Start of Entries provided

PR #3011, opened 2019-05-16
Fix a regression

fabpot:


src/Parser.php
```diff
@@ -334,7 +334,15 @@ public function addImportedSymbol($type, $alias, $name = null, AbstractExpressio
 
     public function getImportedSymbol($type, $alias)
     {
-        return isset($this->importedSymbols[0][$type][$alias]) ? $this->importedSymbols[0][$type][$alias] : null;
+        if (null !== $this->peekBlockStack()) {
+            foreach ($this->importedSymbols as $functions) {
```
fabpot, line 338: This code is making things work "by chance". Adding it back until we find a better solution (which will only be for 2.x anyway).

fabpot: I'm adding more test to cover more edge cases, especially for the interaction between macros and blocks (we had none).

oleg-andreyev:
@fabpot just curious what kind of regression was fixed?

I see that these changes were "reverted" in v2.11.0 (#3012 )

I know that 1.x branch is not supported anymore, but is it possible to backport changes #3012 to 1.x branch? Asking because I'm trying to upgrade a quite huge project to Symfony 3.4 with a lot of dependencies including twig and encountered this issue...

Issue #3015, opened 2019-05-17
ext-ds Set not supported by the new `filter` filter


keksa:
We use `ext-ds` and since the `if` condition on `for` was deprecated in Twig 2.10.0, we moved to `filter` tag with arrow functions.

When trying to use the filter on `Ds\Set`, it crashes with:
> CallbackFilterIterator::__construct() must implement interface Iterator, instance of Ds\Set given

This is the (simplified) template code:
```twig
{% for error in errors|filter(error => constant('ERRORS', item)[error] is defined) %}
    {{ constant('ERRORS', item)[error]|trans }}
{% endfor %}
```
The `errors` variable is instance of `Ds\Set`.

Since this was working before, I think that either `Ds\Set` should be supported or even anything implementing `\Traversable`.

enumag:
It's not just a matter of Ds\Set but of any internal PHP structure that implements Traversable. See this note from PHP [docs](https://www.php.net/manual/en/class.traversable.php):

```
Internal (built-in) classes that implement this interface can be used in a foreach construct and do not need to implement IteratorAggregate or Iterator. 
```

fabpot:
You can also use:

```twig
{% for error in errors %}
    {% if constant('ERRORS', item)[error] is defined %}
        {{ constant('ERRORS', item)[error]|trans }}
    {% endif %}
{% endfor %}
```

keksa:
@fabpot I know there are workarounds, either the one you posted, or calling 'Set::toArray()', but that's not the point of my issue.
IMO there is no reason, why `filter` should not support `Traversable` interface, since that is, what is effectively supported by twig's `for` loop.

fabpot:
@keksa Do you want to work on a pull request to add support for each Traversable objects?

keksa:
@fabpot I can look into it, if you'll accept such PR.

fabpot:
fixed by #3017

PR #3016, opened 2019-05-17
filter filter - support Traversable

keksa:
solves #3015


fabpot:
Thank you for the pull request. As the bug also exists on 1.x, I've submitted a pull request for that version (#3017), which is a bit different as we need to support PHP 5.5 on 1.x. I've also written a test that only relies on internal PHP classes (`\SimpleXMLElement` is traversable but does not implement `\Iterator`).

End of Entries provided

### Task description:
If a line in the entries contains "what", copy it.

### Completed task:
@fabpot just curious what kind of regression was fixed?
IMO there is no reason, why `filter` should not support `Traversable` interface, since that is, what is effectively supported by twig's `for` loop.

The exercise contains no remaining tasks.